Please remember that if you introduce a character, regardless of how insignificant YOU think he/she is, I will remember that character. I may go back pages to remind myself about that character.  If you drop him/her like a lead weight and never mention them again, I am likely to think you’re in the early stages of dementia.  After all, shouldn’t the writer always remember who they write about?  

If you switch your dialogue from past to present and do not explain WHY you are doing that, chances are I will lose some of the richness of your story.  You don’t care?  I won’t either and it is likely that I will not buy your books again.  Consistency has its place in a storyline and since we readers want that consistency, please be kind to us.  
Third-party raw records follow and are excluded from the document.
PR #343, opened 2024-10-20
feat: add option to hide seconds on calendar

rubiin:
Allow option to hide seconds on calendar, backward compatible as false is the default value

image

image


Jas-SinghFSU:
LGTM. Thank you for the contribution :heart:!!!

And the now, the speed bump of all speed bumps.  PUNCTUATION.  Lordy lordy, some of you writers have never been introduced to punctuation and some of you love it so much that you use it everywhere.  Do you realize that you change the nuance of dialogue by placement/non-placement of your commas, periods, colons and question marks and those other little delightful “road signs”?  I want to read your story knowing exactly what you meant to write.  It’s not a rap song, unless you meant it to be a rap song and I’m unlikely going to purchase a rap song in book form.  Please – read out loud what you wrote. Does it make sense to you with the  punctuation or lack thereof?   

Thank you, dear writers, for giving me a joy and passion that cannot be duplicated.  We readers want to be invested in your stories as much as you were when you wrote them. Perhaps these little tips might make our mutual trips ever the more pleasurable.  I look forward to the next journey!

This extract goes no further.